PR #686, opened 2020-02-07
make clear that some String escape sequences are optional

andimarek:
Escaping is not always required, but rather optional if the code point can be represent directly inside a String literal. This small change makes it clear.

### DIFF
--- a/spec/Section 2 -- Language.md
+++ b/spec/Section 2 -- Language.md
@@ -821,10 +821,10 @@ be interpreted as the beginning of a block string. As an example, the source
 {`""""""`} can only be interpreted as a single empty block string and not three
 empty strings.
 
-Note: Unicode characters are allowed within standard quoted strings, however
-{SourceCharacter} must not contain some ASCII control characters so escape
-sequences must be used to represent these characters. Also {`\`}, {`"`} and {LineTerminator}
-must be escaped. All other escape sequences are optional.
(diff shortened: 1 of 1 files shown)


spec/Section 2 -- Language.md
```diff
@@ -823,7 +823,8 @@ empty strings.
 
 Note: Unicode characters are allowed within String value literals, however
 {SourceCharacter} must not contain some ASCII control characters so escape
-sequences must be used to represent these characters.
+sequences must be used to represent these characters. Also {`\`}, {`"`} and {LineTerminator}
```
IvanGoncharov: @andimarek Block strings can contain unescaped `{`"`} and {LineTerminator}`

andimarek: Block string don't allow any escape sequences except `\"""` so this whole sections only applies to non block strings.

andimarek: But it is a bit confusing because it refers to "String value literals` which according to the grammar are actually normal Strings and Block Strings. I guess this was written before Block Strings was a thing.

andimarek: I updated the section to talk about standard quoted string, to make it more clear.

IvanGoncharov: @andimarek Thanks for the clarification 👍

PR #694, opened 2020-03-04
Add me to champions

binaryseed:


rfcs/InputUnion.md
```diff
@@ -754,6 +756,8 @@ input DogInput {
 
 ## 💡 5. One Of (Tagged Union)
 
+**Champion:** @binaryseed
```
binaryseed: @benjie Do you want to join the champion list for this one?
□ □ □ □ □ □ □
WORK TO COMPLETE » Quote all of the entries exactly as they appear.

RESULT FOR THIS EXERCISE »
PR #686, opened 2020-02-07
make clear that some String escape sequences are optional

andimarek:
Escaping is not always required, but rather optional if the code point can be represent directly inside a String literal. This small change makes it clear.

### DIFF
--- a/spec/Section 2 -- Language.md
+++ b/spec/Section 2 -- Language.md
@@ -821,10 +821,10 @@ be interpreted as the beginning of a block string. As an example, the source
 {`""""""`} can only be interpreted as a single empty block string and not three
 empty strings.
 
-Note: Unicode characters are allowed within standard quoted strings, however
-{SourceCharacter} must not contain some ASCII control characters so escape
-sequences must be used to represent these characters. Also {`\`}, {`"`} and {LineTerminator}
-must be escaped. All other escape sequences are optional.
(diff shortened: 1 of 1 files shown)


spec/Section 2 -- Language.md
```diff
@@ -823,7 +823,8 @@ empty strings.
 
 Note: Unicode characters are allowed within String value literals, however
 {SourceCharacter} must not contain some ASCII control characters so escape
-sequences must be used to represent these characters.
+sequences must be used to represent these characters. Also {`\`}, {`"`} and {LineTerminator}
```
IvanGoncharov: @andimarek Block strings can contain unescaped `{`"`} and {LineTerminator}`

andimarek: Block string don't allow any escape sequences except `\"""` so this whole sections only applies to non block strings.

andimarek: But it is a bit confusing because it refers to "String value literals` which according to the grammar are actually normal Strings and Block Strings. I guess this was written before Block Strings was a thing.

andimarek: I updated the section to talk about standard quoted string, to make it more clear.

IvanGoncharov: @andimarek Thanks for the clarification 👍

PR #694, opened 2020-03-04
Add me to champions

binaryseed:


rfcs/InputUnion.md
```diff
@@ -754,6 +756,8 @@ input DogInput {
 
 ## 💡 5. One Of (Tagged Union)
 
+**Champion:** @binaryseed
```
binaryseed: @benjie Do you want to join the champion list for this one?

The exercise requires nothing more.